The group behind the uptiering transaction consisted of Invesco, Canyon, Bain, and Eaton Vance. Subsequent to that move, Invesco pushed for four additional credit agreement amendments that would essentially put it in charge of Robertshaw’s bankruptcy process. Those amendments also set Robertshaw up for a January 2024 Chapter 11 filing.
Notably, Invesco did all of this without looping in the other three firms it teamed up with in the May 2023 uptiering. Based on witness testimony (more on that in a second), the firms were irate, and tried to understand what their options were.
The decision the ad hoc group — now consisting of Bain, Canyon, and Eaton Vance — landed on was to team up with One Rock and Robertshaw to repay virtually all of the appliance partsmaker’s debt that Invesco held while setting themselves up as the new required lenders.

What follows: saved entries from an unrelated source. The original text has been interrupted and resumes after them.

PR #325, opened 2026-08-07
PDASHOSS01-78 Update "in progress" ticking cadence to 12 hours

irichard00:
## What

Lengthen the default periodic re-invocation ("ticking") cadence for the **In Progress** (started) phase from **3 hours to 12 hours**.

## How

- `Project.agent_default_interval_seconds` default raised `10800 → 43200` (the documented In Progress phase default; resolved through `IssueAgentTicker.effective_interval_seconds()`).
- New migration `0156_increase_in_progress_interval` performs an `AlterField` only — **no data migration**, mirroring the precedent in `0155_reduce_review_max_ticks`. Existing operator-customized project rows keep their stored value; only new projects pick up 12h.
- The **In Review** cadence (`agent_review_default_interval_seconds`) is intentionally unchanged.
- Prompt prose updates automatically: `_humanize_interval(43200)` → `"12 hours"`.

## Validation

- Verified `_humanize_interval(43200)` renders `"12 hours"`.
- Confirmed migration `0156` is the sole child of the current head `0155`, with the `AlterField` default matching the model default 1:1.
- Note: the full Django test suite could not be executed in the runner environment (no usable virtualenv present in the checkout). Existing ticker/context tests set the interval explicitly in fixtures, so a default change does not alter their assertions.

Resolves PDASHOSS01-78.

### DIFF
--- a/apps/api/pi_dash/db/migrations/0156_increase_in_progress_interval.py
+++ b/apps/api/pi_dash/db/migrations/0156_increase_in_progress_interval.py
@@ -1,0 +1,38 @@
+# Copyright (c) 2023-present Pi Dash Software, Inc. and contributors
+# SPDX-License-Identifier: AGPL-3.0-only
+# See the LICENSE file for details.
+
+"""Increase the default In Progress ticking cadence from 3 h to 12 h.
+
+Per PDASHOSS01-78 the In Progress phase re-invokes the agent too often at
+the 3 h interval; the cadence is lengthened to 12 h (43200 s) so periodic
+runs are spaced further apart. Only the In Progress phase changes — the
+In Review cadence (``agent_review_default_interval_seconds``) is untouched.
+
+Only the project-level default changes; per-issue
+``IssueAgentTicker.interval_seconds`` overrides are untouched. Following
+the same rationale as ``0155_reduce_review_max_ticks`` a data migration is
+intentionally *not* run: projects created before this change already
+materialized ``10800`` into their row, and silently rewriting an
+operator's stored value is more surprising than leaving it. New projects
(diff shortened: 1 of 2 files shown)


irichard00 (commented):
**Review: approved — no changes requested.**

Verified against the codebase:

- **Right source of truth.** The In Progress cadence resolves through `IssueAgentTicker.effective_interval_seconds()` (`issue_agent_ticker.py:150`). The non-review branch reads `project.agent_default_interval_seconds`; the review branch reads the separate `agent_review_default_interval_seconds`. Changing only the former lengthens In Progress alone, leaving In Review at 3h — matches the issue intent.
- **Migration graph clean.** `0156` depends on `0155_reduce_review_max_ticks` (the current head) and is its sole child. The `AlterField(default=43200)` matches the model default 1:1.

Echoing the ad hoc group’s reaction to its own machinations, Invesco was caught off guard and ended up suing over this latest transaction in New York court — litigation that ended up being superseded by Robertshaw’s bankruptcy filing, bringing us to the adversary proceeding in US Bankruptcy Court for the Southern District of Texas.
Shock, anger
Witness testimony painted a picture of surprise and frustration on the part of the ad hoc group.
When asked if he was “angry” after learning of the amendments, Andrew Hailey of Bain Capital said yes. Scott Borenstein from Canyon said he was “shocked” when he learned of the transaction.
Despite the emotional reactions described, witnesses said that those feelings did not motivate the fifth amendment to the credit agreement — the one being challenged in the trial by Invesco.
Witnesses from Invesco likewise described their surprise when they learned of the amendment put in place by the ad hoc group without their knowledge.
In the end, Lopez determined that the messages and commentary from the ad hoc group didn’t indicate there was ill intent behind the transaction that stripped Invesco of its required lender status.